Come Editore ho sempre avuto un’idea precisa, per quanto particolare, di quel che avrei dovuto fare. Sia chiaro, non vuol dire che io sia riuscito sempre a mantenermi aderente all’idea, le variabili sono decisamente molte in una realtà rigidamente liquida quale è il mondo letterario. Parlo di rigidità liquida, che è di fatto una contraddizione in termini, perchè a 17 anni dalla fondazione della Samuele Editore è questa l’idea che mi sono fatto e che meglio definisce un certo disagio nel viverci immerso.
Consideriamo un dato di fatto tanto banale quanto imprescindibile: una collana di Poesia deve vendere. È così e non può che essere così perchè una Casa Editrice è un’attività imprenditoriale. Quindi per vendere io sono (o sarei) obbligato a proporre libri che so avere un mercato in un contesto dove la qualità non è ciò che vende. Vendono i personaggi. Ma il personaggio per definizione deve abbassarsi alla comprensibilità popolare cavalcando magari le battaglie del giorno più sentite.

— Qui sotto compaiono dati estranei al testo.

Issue #5094, opened 2021-03-03
get filename with command "copyurl"


gandolfi974:
hello,

i open an issue for a option in rclone.

- i use rclone copyurl to download file from the web with -a flag (redirect url). I need to get the filename of the downloaded file in order to insert in a database.
rclone copyurl -P "https://video.com/stream/?vid=vmDZtFsMQ" gdrive:/film -a --transfers 10 --drive-chunk-size 128M

- I can't retrieve the filename. is it possible to add this option ?

thanks

albertony:
Suggested a fix in https://github.com/rclone/rclone/pull/5095

Note: Combining with option `-P, --progress` as in your example will not give good result, as that will clutter the output (and as noted in the forum thread `--transfers` is not relevant here).

PS: I'm still wondering what problem you had without the `-a` option, mentioned in the [forum](https://forum.rclone.org/t/get-filename-from-the-command-urlcopy-a/22613). Does not the following work?
```
rclone copyurl -P "https://video.com/stream/?vid=vmDZtFsMQ" gdrive:/film/testing123.mp4 --drive-chunk-size 128M
```

gandolfi974:
without -a or without indicate the final filename i can't copy. "command fail - "gdrive:/film/" is a directory".

it's ok with the command line `rclone copyurl -P "https://video.com/stream/?vid=vmDZtFsMQ" gdrive:/film/testing123.mp4 --drive-chunk-size 128M`

i have to create a name and don't retrieve the name

PR #5095, opened 2021-03-03
copyurl: add option to print resulting auto-filename

albertony:

Added new option:

> -p, --print-filename   Print the resulting name from --auto-filename

Example usage (PowerShell):
```
$x = .\rclone.exe copyurl https://www.youtube.com/watch?v=SzuZnh91U8E C:\Temp -a -p
PS > Write-Host "Downloaded file: ${x}"
Downloaded file: watch
```

https://github.com/rclone/rclone/issues/5094

#### Checklist

### DIFF
--- a/cmd/copyurl/copyurl.go
+++ b/cmd/copyurl/copyurl.go
@@ -3,6 +3,7 @@ package copyurl
 import (
 	"context"
 	"errors"
+	"fmt"
 	"os"
 
 	"github.com/rclone/rclone/cmd"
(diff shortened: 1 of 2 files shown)


cmd/copyurl/copyurl.go
```diff
@@ -13,15 +14,17 @@ import (
...
+	printFilename = false
+	stdout        = false
+	noClobber     = false
 )
 
 func init() {
 	cmd.Root.AddCommand(commandDefinition)
 	cmdFlags := commandDefinition.Flags()
 	flags.BoolVarP(cmdFlags, &autoFilename, "auto-filename", "a", autoFilename, "Get the file name from the URL and use it for destination file path")
+	flags.BoolVarP(cmdFlags, &printFilename, "print-filename", "p", printFilename, "Print the resulting name from --auto-filename")
```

Altra possibilità, del tutto dignitosa, è quella di trovare una nicchia o costruire una bolla dove proporre qualcosa di estremamente riconoscibile e fertile di eco. Questo funziona ma ha un difetto intrinseco: è un percorso a veloce esaurimento che mi obbliga continuamente a cambiare direzione.
Questo è un discorso fatto da un Editore, non da un Autore, deve essere ben chiaro perchè le prospettive sono molto diverse. Un Autore può crearsi un profilo e delle relazioni forti proponendo un qualcosa di altissima qualità, e può riuscire. Ma un Autore non fa un Editore. La rigidità liquida è la definizione di un mondo in continuo mutamento ma che si appoggia e si arrocca al vecchio modello del personaggio importante o delle relazioni.
Infine c’è la possibilità che fin dalla prima ora ho cercato di cavalcare io, ovvero la costruzione di un pubblico da una parte e la costruzione di un dialogo dall’altra.